As Apple readies its Sept. 12 event in San Francisco to unveil the new iPhone 5 industry analysts are now predicting that the device will be the bestselling smartphone of all time. Each new iPhone has outsold the previous version, and the iconic device has been the top-selling mobile phone since its 2007 debut.
The iPhone's five-year run as the top-selling phone is unprecedented. The last phone to have such a prolonged run at the top was the Motorola Razr, which outpaced its competitors for three straight years -- until the flip phone was blindsided by the much more powerful iPhone.
The industry's median prediction is that Apple will sell 45 million iPhone 5 units in the first three months after it hits store shelves. According to Macquarie Securities research, Apple is expected to ship 66 percent of the total smartphones sold for AT&T, Verizon, and Sprint after the iPhone 5 launch, up from 45 percent last year. And, for the first time ever, Yankee Group reports that more smartphone shoppers say they plan to buy an iPhone than an Android phone.
Some analysts think the iPhone could defy the odds and stay on top for a decade or more. There's precedent for that too -- from Apple, of course.
"I'd point to the iPod. Everyone said an iPod killer was coming, and it's still dominating the digital music market," said Carl Howe, an analyst at Yankee Group. "A fallacy we run into is 'X replaces Y,' but usually it's a situation where we have X and Y together. Radio did just fine after television arrived."
Not every research analyst agrees. "History suggests the odds are actually quite strong that a new form factor will inevitably emerge to disrupt the smartphone era," said Brent Iadarola, analyst at Frost & Sullivan. He cites pagers and feature phones as gadget categories that went extinct.
"Logic would dictate that at some point in time another company would come along and take over the mantle of technology leadership," said Jagdish Rebello, director of communications research at IHS iSuppli.
The iPhone 5 will leave a trail of winners and losers across the mobile technology landscape, says J.P. Morgan analyst Mark Moskwitz.
Apple is expected to challenge other handset makers head-on with the new phone's battery performance, larger screen size, and sleek form, Moskowitz said in an investors note released today. Whereas larger rival 4G LTE phones have been called "battery hogs" and "pocket hogs," the iPhone 5 is expected to sidestep such labels, thereby taking away market share from other phone makers.
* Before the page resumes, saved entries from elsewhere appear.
PR #1586, opened 2019-08-28
Fix de-serialization of the plink's node handle

cb-mega:
This ensures that, when `Node` is de-serialized, the node handle that `plink` carries is correctly de-serialized. Previously, the code may generate the wrong node handle as it would read 8 instead of 6 bytes.

### DIFF
--- a/src/node.cpp
+++ b/src/node.cpp
@@ -269,6 +269,7 @@ Node* Node::unserialize(MegaClient* client, string* d, node_vector* dp)
         ph = UNDEF;
     }
 
+    u = 0;
     memcpy((char*)&u, ptr, MegaClient::USERHANDLE);
     ptr += MegaClient::USERHANDLE;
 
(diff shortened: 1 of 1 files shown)


src/node.cpp
```diff
@@ -269,6 +269,7 @@ Node* Node::unserialize(MegaClient* client, string* d, node_vector* dp)
         ph = UNDEF;
     }
 
+    u = 0;
```
sergiohs84: This initialization is not needed, you are copying 8 bytes in any case.

src/node.cpp
```diff
@@ -394,7 +395,8 @@ Node* Node::unserialize(MegaClient* client, string* d, node_vector* dp)
             return NULL;
         }
 
-        handle ph = MemAccess::get<handle>(ptr);
+        handle ph = 0;
+        memcpy((char*)&ph, ptr, MegaClient::NODEHANDLE);
```
sergiohs84: Good catch, indeed!! I wonder how it happened that we never got any report about this issue, since the `ets` the handle would not match the actual public handle. Probably it's because none uses the PRO feature to set the expire timestamps for public links :( (so it's 0 and the handle gets its higher bytes set to zero by coincidence).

An LTE-enabled iPhone will join a host of other 4G phones offering high data speeds on the go. As such, the PC industry could lose further ground to mobile phone vendors, hurting growth at such companies as Dell and HP.
Wireless carriers in the U.S. will likely see a slew of upgrades to the new iPhone over the near term, according to Moskowitz, putting pressure on their profit margins. The iPhone 5 will also force carriers to ramp up their 4G rollouts as more customers jump from 3G phones.
LG Display provides the in-cell panels, while Samsung is responsible for the graphics memory. LG Innotek makes the camera module, and Semco the chip capacitors. On the downside, the debut of mapping and turn-by-turn navigation on the iPhone 5 could be a small negative for GPS vendors such as Garmin and TeleNav.
Finally, certain semiconductor suppliers will see growth as a result of the new iPhone, among them Analog Devices, Fairchild, and Broadcom. But Intel and AMD may be hurt by the continued cannibalization of PCs.
"We view a China Mobile partnership as the biggest potential sales catalyst in CY13 [calendar year 2013] and any clue that iPhone 5 includes a chip compatible with CM's TD [time division LTE] network is a positive, in our view," Morgan Stanley analyst Katy Huberty said.
Eyeing the features that could pop up in the new phone, Huberty cites 4G LTE support, a larger and better display, an improved processor and more memory, a new form factor, 3D maps and navigation, a new dock connector, and new SIM card technology.
Phones built around Google's Android platform collectively outsell the iPhone, but that market is fragmented across many different manufactures and models. Nothing on the horizon looks likely to usurp Apple's iPhone as the top-selling device. Only Samsung's Galaxy S III is remotely close, selling 20 million devices worldwide since May, according to Samsung.
The current chaos in the smartphone market makes it even harder for an Apple rival to gain new ground. Almost all of Apple's would-be challengers are either in the middle of a major transition -- Nokia, Motorola, and Research In Motion -- or stuck in a legal battle, like Samsung.
Apple's longtime Achilles heel, price, is becoming less and less of an issue. The iPhone is available through a growing number of lower-cost carriers, and older iPhones are likely to get a substantial price cut once the iPhone 5 is released. The still-popular iPhone 4 could even be offered for free with a new contract, if Apple keeps its current pricing model intact.
"There's a brightly lit path for Apple to continue to dominate," said Ramon Llamas, analyst at IDC.